Set out exactly every line of the entries below, starting at the line that holds "PR #1520, opened 2021-02-18" and stopping after the line that holds "Addressing comments from".

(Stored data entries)
========================================
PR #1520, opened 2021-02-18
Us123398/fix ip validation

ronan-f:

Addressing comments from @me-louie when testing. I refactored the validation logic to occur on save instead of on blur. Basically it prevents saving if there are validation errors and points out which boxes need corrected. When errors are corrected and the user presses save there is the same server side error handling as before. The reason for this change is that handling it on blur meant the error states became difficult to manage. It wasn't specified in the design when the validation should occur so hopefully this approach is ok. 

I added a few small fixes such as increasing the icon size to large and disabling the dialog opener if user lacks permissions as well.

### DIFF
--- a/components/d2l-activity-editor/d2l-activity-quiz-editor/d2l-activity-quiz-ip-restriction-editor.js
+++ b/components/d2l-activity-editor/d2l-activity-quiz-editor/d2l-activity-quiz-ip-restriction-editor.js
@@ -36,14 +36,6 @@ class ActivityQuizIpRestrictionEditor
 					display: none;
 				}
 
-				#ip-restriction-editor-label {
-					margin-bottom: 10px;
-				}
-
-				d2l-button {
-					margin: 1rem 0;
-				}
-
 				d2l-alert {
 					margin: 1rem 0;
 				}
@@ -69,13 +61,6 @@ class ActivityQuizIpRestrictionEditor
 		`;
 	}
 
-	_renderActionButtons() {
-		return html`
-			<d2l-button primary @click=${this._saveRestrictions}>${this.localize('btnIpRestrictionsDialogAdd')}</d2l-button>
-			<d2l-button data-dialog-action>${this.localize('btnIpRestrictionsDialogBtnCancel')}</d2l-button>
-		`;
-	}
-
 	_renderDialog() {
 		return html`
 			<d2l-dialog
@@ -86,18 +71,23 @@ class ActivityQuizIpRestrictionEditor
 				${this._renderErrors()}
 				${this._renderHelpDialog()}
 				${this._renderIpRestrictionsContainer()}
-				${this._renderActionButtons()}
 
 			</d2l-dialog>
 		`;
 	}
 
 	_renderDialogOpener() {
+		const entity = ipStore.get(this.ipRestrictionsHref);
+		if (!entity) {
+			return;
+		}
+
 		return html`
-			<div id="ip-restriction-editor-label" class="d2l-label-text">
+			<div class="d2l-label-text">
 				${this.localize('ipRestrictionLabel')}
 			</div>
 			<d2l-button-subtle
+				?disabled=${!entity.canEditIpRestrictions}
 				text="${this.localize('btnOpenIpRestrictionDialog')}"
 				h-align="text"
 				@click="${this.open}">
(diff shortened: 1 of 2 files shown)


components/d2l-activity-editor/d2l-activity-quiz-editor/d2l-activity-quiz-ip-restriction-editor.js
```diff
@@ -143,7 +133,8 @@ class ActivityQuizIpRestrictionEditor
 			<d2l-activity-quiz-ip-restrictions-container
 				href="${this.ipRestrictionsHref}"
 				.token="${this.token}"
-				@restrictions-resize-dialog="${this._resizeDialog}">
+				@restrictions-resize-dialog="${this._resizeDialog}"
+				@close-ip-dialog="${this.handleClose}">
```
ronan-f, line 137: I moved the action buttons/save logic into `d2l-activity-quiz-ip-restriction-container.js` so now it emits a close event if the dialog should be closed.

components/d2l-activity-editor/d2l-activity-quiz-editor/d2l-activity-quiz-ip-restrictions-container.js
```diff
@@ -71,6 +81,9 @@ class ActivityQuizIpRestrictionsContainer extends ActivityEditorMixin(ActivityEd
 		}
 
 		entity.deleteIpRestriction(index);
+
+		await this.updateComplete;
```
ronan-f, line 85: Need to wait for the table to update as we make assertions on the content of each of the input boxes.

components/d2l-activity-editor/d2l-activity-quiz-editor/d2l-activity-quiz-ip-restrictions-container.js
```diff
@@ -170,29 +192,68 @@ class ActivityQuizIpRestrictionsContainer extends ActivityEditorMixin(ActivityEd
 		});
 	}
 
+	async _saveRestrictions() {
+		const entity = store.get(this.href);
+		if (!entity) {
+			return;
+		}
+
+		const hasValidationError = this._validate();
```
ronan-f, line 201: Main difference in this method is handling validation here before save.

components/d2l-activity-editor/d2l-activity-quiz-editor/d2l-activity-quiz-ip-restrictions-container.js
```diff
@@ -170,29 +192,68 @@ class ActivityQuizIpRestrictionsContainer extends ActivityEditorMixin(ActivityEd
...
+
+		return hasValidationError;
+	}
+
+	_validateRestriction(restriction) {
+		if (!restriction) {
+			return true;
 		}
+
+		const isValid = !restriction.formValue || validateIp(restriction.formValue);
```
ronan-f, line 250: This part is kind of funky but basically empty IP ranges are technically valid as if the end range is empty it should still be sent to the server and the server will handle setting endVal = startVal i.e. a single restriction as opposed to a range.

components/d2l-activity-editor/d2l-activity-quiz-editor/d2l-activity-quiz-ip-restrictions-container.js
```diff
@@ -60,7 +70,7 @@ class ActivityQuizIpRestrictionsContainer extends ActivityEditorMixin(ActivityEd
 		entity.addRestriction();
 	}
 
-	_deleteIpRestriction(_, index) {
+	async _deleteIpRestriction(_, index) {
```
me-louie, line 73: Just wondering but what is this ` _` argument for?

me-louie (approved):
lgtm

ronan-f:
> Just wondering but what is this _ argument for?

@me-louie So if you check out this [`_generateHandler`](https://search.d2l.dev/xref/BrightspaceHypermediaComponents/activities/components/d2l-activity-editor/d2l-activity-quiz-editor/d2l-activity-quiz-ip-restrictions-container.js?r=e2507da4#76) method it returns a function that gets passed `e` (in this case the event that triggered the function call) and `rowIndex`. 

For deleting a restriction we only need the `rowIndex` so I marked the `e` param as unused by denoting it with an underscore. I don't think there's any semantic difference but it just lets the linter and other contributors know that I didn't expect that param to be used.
========================================
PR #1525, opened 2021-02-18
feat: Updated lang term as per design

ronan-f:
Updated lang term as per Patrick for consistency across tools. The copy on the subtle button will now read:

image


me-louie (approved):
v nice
========================================
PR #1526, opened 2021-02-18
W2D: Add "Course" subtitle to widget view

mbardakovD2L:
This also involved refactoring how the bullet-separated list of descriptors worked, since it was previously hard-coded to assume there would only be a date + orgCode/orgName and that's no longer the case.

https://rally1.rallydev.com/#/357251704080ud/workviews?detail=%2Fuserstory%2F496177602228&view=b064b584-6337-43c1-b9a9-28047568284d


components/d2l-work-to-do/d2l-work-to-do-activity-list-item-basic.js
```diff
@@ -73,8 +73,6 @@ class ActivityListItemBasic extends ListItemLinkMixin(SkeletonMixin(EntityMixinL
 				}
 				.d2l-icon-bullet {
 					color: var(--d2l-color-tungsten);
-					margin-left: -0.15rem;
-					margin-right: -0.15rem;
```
========================================
_Result of this task_.
PR #1520, opened 2021-02-18
Us123398/fix ip validation

ronan-f:

Addressing comments from @me-louie when testing. I refactored the validation logic to occur on save instead of on blur. Basically it prevents saving if there are validation errors and points out which boxes need corrected. When errors are corrected and the user presses save there is the same server side error handling as before. The reason for this change is that handling it on blur meant the error states became difficult to manage. It wasn't specified in the design when the validation should occur so hopefully this approach is ok. 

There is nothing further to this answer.